In the end, I think Rancière does, in fact, offer a very modest suggestion for how to act under the totalizing logic of the current system of domination. It is throughsmall acts of democracy, of total and fundamental egalitarianism, that the (re)distribution of public and private can always be contested, though this too is not without its risks.

This can provoke fear, and so hatred, among those who are used to exercising the magisterium of thought. But among those who know how to share with anybody and everybody the equal power of intelligence, it can conversely inspire courage, and hence joy.

It is the mention of the equality of intelligence that ties this book (and political equality) with the equality of The Ignorant Schoolmaster. Bit by bit I think I am starting to get an inkling, piecemeal, of Rancière’s intriguing political and intellectual project.
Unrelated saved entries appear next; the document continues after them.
PR #860, opened 2023-06-26
Use listener instead of port in jsonrpc.HTTP

joshklop:
Allows us to set up HTTP JSON RPC servers in tests without having to choose an open port.

### DIFF
--- a/node/node.go
+++ b/node/node.go
@@ -3,6 +3,7 @@ package node
 import (
 	"context"
 	"fmt"
+	"net"
 	"path/filepath"
 	"reflect"
 	"time"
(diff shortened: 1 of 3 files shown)


kirugan (approved):

node/node.go
```diff
@@ -220,7 +221,13 @@ func (n *Node) Run(ctx context.Context) {
...
 	gatewayClient := gateway.NewClient(n.cfg.Network.GatewayURL(), n.log)
 
-	http := makeHTTP(n.cfg.RPCPort, rpc.New(n.blockchain, synchronizer, n.cfg.Network, gatewayClient, n.version, n.log), n.log)
+	listener, err := net.Listen("tcp", fmt.Sprintf(":%d", n.cfg.RPCPort))
+	if err != nil {
+		n.log.Errorw("Failed to listen for RPC requests", "port", n.cfg.RPCPort)
+		return
+	}
+	defer listener.Close()
+	http := makeHTTP(listener, rpc.New(n.blockchain, synchronizer, n.cfg.Network, gatewayClient, n.version, n.log), n.log)
```
omerfirmak, line 230: I am not sure about this, our `Run` function is already overly crowded as it is.

Instead of changing `rpc.New`, can we introdue something like `rpc.NewWithListener` that we can use in tests only?

joshklop: I learned that don't need to close the listener (`http.Shutdown` does it for us), which decreases complexity and size of the function.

As with Rancière’s positing of equality of intelligence, this radical egalitarianism has deep consequences for libraries. The current governance model of libraries (and universities) is one predicated on the title of expertise - whether that’s defined as experience or “excellence”, marking a clear distinction between governors and governed. This hierarchy also exists in the privileging of “leaders” and “leadership”. What is interesting here is the absent terms in these “natural” hierarchies. We don’t have a common term for “librarians who aren’t managers”, nor do we hear about the “followers” required for “leadership” to have any material basis. Following Rancière, I would argue that this absence is based on precisely the same hatred of democracy present in society at large. The fiction of a natural hierarchy in our profession (of experts and… non-experts) is maintained precisely on the absence of the subservient term despite the physical presence of the people the term should describe. The principle of collegial governance, lacking but paid lip-service to, is predicated on exactly the capability of anyone to govern, which is exactly why it remains an impotent signifier within the structures of domination at play in academic libraries. The situation becomes even worse when we expand our scope beyond MLIS-holding librarians to the hierarchies of governance stretching “down” through library technicians to support staff and subcontracted service workers (labour which is, as we know, supported by “natural” hierarchies of race and gender). As Rancière maintains, the inequality of our profession - like the inequality of our society - is based precisely on a denial of equality which is - radically - enshrined in our very democracy itself.